● Required action
Please return each of the entries that follow, unchanged in every word.

● Data for the task
PR #97, opened 2019-08-20
CFLAGS exported all through

hpingel:
Fixing make on Ubuntu 18.04 amd64 as it could not find libusb.h.

### DIFF
--- a/Makefile
+++ b/Makefile
@@ -22,7 +22,7 @@ export LIBS = $(shell pkg-config --libs $(PACKAGES))
 export EXTENSION =
 endif
 
-CFLAGS += -Ilib -Idep/fmt -Iarch
+export CFLAGS += -Ilib -Idep/fmt -Iarch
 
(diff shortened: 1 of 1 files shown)


davidgiven:
That shouldn't be necessary; CFLAGS is defined as being exported a few lines above. (In both branches of the if statement.) I've just verified that appending something to a variable doesn't unexport it, so unless the behaviour of make has changed you may have modified something else...

hpingel:
Okay, here is what happened: (this pull request is obsolete)

On Ubuntu 18.04 I did "make all". Then it complained that libsqlite3 (libsqlite3-dev) was missing so I installed it via apt. Then I did "make all" again without "make clean" and then it complained about the missing "libusb.h". But libusb-1.0.0-dev was installed all the time.

Then after my change to the Makefile  I must have done make clean and make all again and then it worked. But it would have worked without the change of the Makefile.

Issue #138, opened 2020-02-20
Missing sector doesn't force a retry.


Gandalf-ND:
I've been using FluxEngine to image a number of Norsk Data floppies, both 5.25" DS-HD and 8" SS-DD. (Yeah, I'm a friend of Tingo.) The most common problem I've run into is "Missing sectors". Rerunning the floppy often results in the sector found and in most cases also other sectors missing. In the floppies I copy I have had this issue in about every fourth floppy... and I've done almost 500 floppies so far.

Digging into the code I've traced it down to a failure of detecting the sector header. If the sector header is there but the data record is not detected it leads to a "Sector is there but empty" and a repeat. If the sector header is missing then the program just skips until it detects the next sector header and reads the next sector. If it is detected properly we don't get an error. Now there is a hole in the sector table and FluxEngine fails to see a problem.

I don't know how to best detect a missing sector. Would it be possible to have an option with --ExpectedSectors=8 (for example in my case) and do a test after a track read that we really do have the expected number of tracks, and if we don't have the expected number of sectors then we read the track again up to the number of repetitions needed.

I was looking through the code but it's been a number of years since I wrote any c++ so I don't feel confident enough to suggest a patch, at least not yet. I'm thinking of adding a quick and dirty hack to /lib/reader.cc in readDiskCommand() just to test my theory.

I will put the images and flux data up on a web server soon.

Thanks for a great project! :-)

davidgiven:
As you say, telling the difference between a missing sector and one which is supposed not to be there is an issue. I don't think there's any solution other than to tell the reader what sectors to expect. It'd be easiest to add this to `reader.cc` but I think it actually makes more sense in the `arch` format-specific code, as that's the bit of code which actually knows.

It's a bit nasty; it would require adding a method to AbstractDecoder which would return a set of sector IDs, which `readDiskCommand()` would query... but it'd be fairly easy to implement.

BTW, how are you getting on with the ND disks? I've recently done a whole bunch of changes and bugfixes which should make reading disks massively more reliable (i.e. fixing the horrible buffer overrun in the firmware). Unfortunately both my 5.25" drives have died and I'm unable to test it on the ND disks which tingox sent me.

Also, it should be possible to write ND disks now, with care.

Gandalf-ND:
[...]

Issue #82, opened 2019-08-02
Autodetect drives on the bus


davidgiven:
Remember how old PCs would grind their disk drives on startup, as they do disk seeks? This tells me that drives support seeking, and track 0 detection, even with no disk in the drive. This should allow us to detect whether drives are attached to the bus. This is particularly valuable as it would allow a single drive to be treated as drive 0, regardless of whether the FluxEngine is attached in piggyback mode or PC drive cable mode, and avoid the nasty numbering issue we currently have.

PR #139, opened 2020-02-21
Add support for required sectors, drive autodetection and fix homing on 8" drives.

davidgiven:
- add support for giving the reader a set of required sectors, so if one is missing then we can tell and the track can be reread
- detect drives at poweron, so a single drive will always be drive 0 regardless which connector it uses
- don't seek to track -1 when homing because it upsets 8" drives


davidgiven:
Fixes: #138 
Fixes: #82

● Written reply
PR #97, opened 2019-08-20
CFLAGS exported all through

hpingel:
Fixing make on Ubuntu 18.04 amd64 as it could not find libusb.h.

### DIFF
--- a/Makefile
+++ b/Makefile
@@ -22,7 +22,7 @@ export LIBS = $(shell pkg-config --libs $(PACKAGES))
 export EXTENSION =
 endif
 
-CFLAGS += -Ilib -Idep/fmt -Iarch
+export CFLAGS += -Ilib -Idep/fmt -Iarch
 
(diff shortened: 1 of 1 files shown)


davidgiven:
That shouldn't be necessary; CFLAGS is defined as being exported a few lines above. (In both branches of the if statement.) I've just verified that appending something to a variable doesn't unexport it, so unless the behaviour of make has changed you may have modified something else...

hpingel:
Okay, here is what happened: (this pull request is obsolete)

On Ubuntu 18.04 I did "make all". Then it complained that libsqlite3 (libsqlite3-dev) was missing so I installed it via apt. Then I did "make all" again without "make clean" and then it complained about the missing "libusb.h". But libusb-1.0.0-dev was installed all the time.

Then after my change to the Makefile  I must have done make clean and make all again and then it worked. But it would have worked without the change of the Makefile.

Issue #138, opened 2020-02-20
Missing sector doesn't force a retry.


Gandalf-ND:
I've been using FluxEngine to image a number of Norsk Data floppies, both 5.25" DS-HD and 8" SS-DD. (Yeah, I'm a friend of Tingo.) The most common problem I've run into is "Missing sectors". Rerunning the floppy often results in the sector found and in most cases also other sectors missing. In the floppies I copy I have had this issue in about every fourth floppy... and I've done almost 500 floppies so far.

Digging into the code I've traced it down to a failure of detecting the sector header. If the sector header is there but the data record is not detected it leads to a "Sector is there but empty" and a repeat. If the sector header is missing then the program just skips until it detects the next sector header and reads the next sector. If it is detected properly we don't get an error. Now there is a hole in the sector table and FluxEngine fails to see a problem.

I don't know how to best detect a missing sector. Would it be possible to have an option with --ExpectedSectors=8 (for example in my case) and do a test after a track read that we really do have the expected number of tracks, and if we don't have the expected number of sectors then we read the track again up to the number of repetitions needed.

I was looking through the code but it's been a number of years since I wrote any c++ so I don't feel confident enough to suggest a patch, at least not yet. I'm thinking of adding a quick and dirty hack to /lib/reader.cc in readDiskCommand() just to test my theory.

I will put the images and flux data up on a web server soon.

Thanks for a great project! :-)

davidgiven:
As you say, telling the difference between a missing sector and one which is supposed not to be there is an issue. I don't think there's any solution other than to tell the reader what sectors to expect. It'd be easiest to add this to `reader.cc` but I think it actually makes more sense in the `arch` format-specific code, as that's the bit of code which actually knows.

It's a bit nasty; it would require adding a method to AbstractDecoder which would return a set of sector IDs, which `readDiskCommand()` would query... but it'd be fairly easy to implement.

BTW, how are you getting on with the ND disks? I've recently done a whole bunch of changes and bugfixes which should make reading disks massively more reliable (i.e. fixing the horrible buffer overrun in the firmware). Unfortunately both my 5.25" drives have died and I'm unable to test it on the ND disks which tingox sent me.

Also, it should be possible to write ND disks now, with care.

Gandalf-ND:
[...]

Issue #82, opened 2019-08-02
Autodetect drives on the bus


davidgiven:
Remember how old PCs would grind their disk drives on startup, as they do disk seeks? This tells me that drives support seeking, and track 0 detection, even with no disk in the drive. This should allow us to detect whether drives are attached to the bus. This is particularly valuable as it would allow a single drive to be treated as drive 0, regardless of whether the FluxEngine is attached in piggyback mode or PC drive cable mode, and avoid the nasty numbering issue we currently have.

PR #139, opened 2020-02-21
Add support for required sectors, drive autodetection and fix homing on 8" drives.

davidgiven:
- add support for giving the reader a set of required sectors, so if one is missing then we can tell and the track can be reread
- detect drives at poweron, so a single drive will always be drive 0 regardless which connector it uses
- don't seek to track -1 when homing because it upsets 8" drives


davidgiven:
Fixes: #138 
Fixes: #82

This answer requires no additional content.